The Federation of Canadian Municipalities has estimated Canada needs about $123 billion to bring crumbling public infrastructure up to acceptable levels and an additional $115 billion to meet growing demand. Canada typically spends 3 per cent of GDP annually on public infrastructure and a growing portion of this is under the control of municipal government.
Our very way of life depends on our transportation systems, water and wastewater facilities, recreation centres, schools, hospitals, jails and other public services. Much discussion has taken place regarding the raising of funds to provide these projects, but increasingly the focus is moving to whether the public is getting good value for these huge capital expenditures.
Traditionally most public projects started with the hiring of an architect or an engineer, plans were drawn, tenders invited and the low bid accepted. It has become the general rule that projects go over budget and frequently fail to meet the expectations for their performance.
Problems can usually be traced back to the outset of the project in question. Even the hiring of the architect or engineer is frequently part of the problem. Any public project should always start with a clear statement of the goals and objectives before anyone puts pen to paper. Recognition that there are many ways to achieve goals and objectives is essential before plans are drawn.
A second essential part of a project is documenting the risks involved in providing the facilities. This means considering not just the planning of the capital project but also the ongoing operation. Frequently the costs of 25 years of operation will exceed the capital cost of the infrastructure.
Even when a specific project is determined as the solution to the goals and objectives, it needs to be understood that most of the potential for innovation and cost savings is not at the construction stage, but rather at the initial design. The lowest bid for the wrong project is still poor value for money. An architect or an engineer is usually hired by a competitive process based on fees and experience, but once hired that professional designs the project without any competitive forces being in place. Frequently designs are overly conservative, may fail to meet the goals and objectives and the end result fails to meet the initial requirements.

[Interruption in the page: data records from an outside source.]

PR #2679, opened 2025-05-20
Use the patron's library id instead of barcode (which is now a proxcard id)

cbeer:


app/models/user.rb
```diff
@@ -35,10 +35,10 @@ def sucard_number=(card_number)
     self.library_id = card_number[/\d{5}(\d+)/, 1]
   end
 
-  # Prefer the patron barcode from the ILS, but fall back to the library ID as-provided
+  # Prefer the patron id from the ILS, but fall back to the library ID as-provided
   # so that the system can function when the ILS is offline
   def barcode
-    patron&.barcode || library_id
+    patron&.blibrary_id || library_id
```
jcoyne, line 41: Typo?

jcoyne (approved):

It was for this reason that many public agencies moved to a design/build model where the designer and the builder were all on the same team and the owner received three proposals that involved not only a competition in construction, but also a competition in design. Further to that, it then became apparent that there should also be a competition around the operation and maintenance and the finance. So was borne the public-private partnership where all of design, build, operation, maintenance and finance became part of the competition.

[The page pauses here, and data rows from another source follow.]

PR #2688, opened 2025-06-12
add report generator ui

### LINKED ISSUE #2685: Add ability for Request admin to query data
I'm often trying to **count** how many requests have been submitted:
- in a set time period (e.g. 9/1/23-8/31/24, 1/1/25-6/1/25, etc.)
- by type of request (e.g. Hold, Page, Scan, _but also_ Hold + Page, or Hold + Recall + Page)
- from a particular origin library/location (e.g. Education Stacks, or SAL3 Stacks. Even better would be to select from a dropdown based on data in this field, but that would be a nice to have)
- going to a particular destination library (e.g. Green Library, _but also_ Green Library + Business Library)
- (or some combination of two or more of these criteria)

I don't need to see the results of a query onscreen.  It's best if I can build the query and have the results exported to a csv file. 

For example, I asked Chris recently if we could find out how many Page requests have been submitted since the beginning of FY24, by origin library/location and in a way that could help us understand the volume of requests over time. He exported the data in a way that created a count by week, placed it in a [Google sheet](https://docs.google.com/spreadsheets/d/1okrhrCuUiMw-o5DFEXY2veatxbwIcFtXpU7AiRKcvpI/edit?gid=0#gid=0), and created a pivot table. It was perfect to help leadership understand the volume of the current paging service, week to week. 

Chris went above and beyond by adding the count by week, but even being able to export the raw data for a period of time, by request type, and origin library would have helped me (and Chris' time would have been spared.)

dnoneill:
closes #2685 
Screenshot 2025-06-12 at 2 05 51 PM
Screenshot 2025-06-12 at 2 07 52 PM

Example csv when Green and SAL3 are selected
Screenshot 2025-06-13 at 11 41 53 AM

Example csv when Green and SAL3 and hold and recall and page are selected
 
Screenshot 2025-06-13 at 11 41 59 AM

### DIFF
--- a/app/controllers/reports_controller.rb
+++ b/app/controllers/reports_controller.rb
@@ -1,0 +1,88 @@
+# frozen_string_literal: true
+
+###
+#  Controller for creating csv reports on requests
+###
+class ReportsController < ApplicationController
+  def index
+    authorize! :read, :admin
+
+    respond_to do |format|
+      format.html {} # for rails
+      format.csv do
+        send_data(generate_csv_report, filename: "requests_report_#{Time.zone.today.strftime('%Y-%m-%d')}.csv")
+      end
+    end
+    origin_libraries
+    destination_libraries
+  end
+
+  private
+
+  def origin_libraries
+    @origin_libraries ||= PatronRequest.all.map { |elem| Folio::Types.libraries.find_by(code: elem.origin_library_code) }.uniq
+  end
+
+  def destination_libraries
+    @destination_libraries ||= PatronRequest.all.map do |elem|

Innovation and creativity is a key ingredient in the successful delivery of public projects. However, it is important to understand Canada as a country. Generally the focus of attention is the big projects ($100 million plus) in the large urban centres. Canada is also a country of smaller, often rural communities, many remote from large urban centres. What works for a $300 million hospital in Vancouver does not necessarily work for a $10 million wastewater treatment plant in rural Alberta.
There is no one preferred “cookie cutter” solution to delivering public infrastructure. Each project is a unique opportunity dependent on the location, type of infrastructure and community values. Public-private partnerships will never be a solution to every project, in fact they will likely only represent good value for money in a very small number of cases. There is however a preferred process to initiating a project, and it is not hiring an architect or an engineer to start drawing plans, or hiring a lawyer to draft legal agreements. Every project must have a business plan, even if that business plan is only 10 pages long. The plan must clearly identify the opportunities and the pitfalls.
Examples of smaller innovative projects are everywhere, but because of their size gather little attention. The North Kamloops Library ($5 million) became part of a six storey apartment building through a design/build/develop process. $15 million of innovative improvements to the base lands in a complex area around the CN Tower in Toronto were accomplished on budget through a design/build process. There is now significant use of government business enterprises to maintain public ownership of assets while achieving the best parts of a public-private partnership without the negative downside.
The challenge for Canada is not just finding the money to pay for all the required public infrastructure improvements, but also learning to deliver those projects in a way that provides better value for money, greater certainty over price, and guarantees that the required performance will be met. In doing so, we all need to understand that Canada is as much a country of smaller communities as it is of large cities.
Jonathan R. Huggett, P.Eng (BC, Alberta, Ontario), is principal of J.R. Huggett Company. He is an infrastructure specialist with more than 35 years of experience.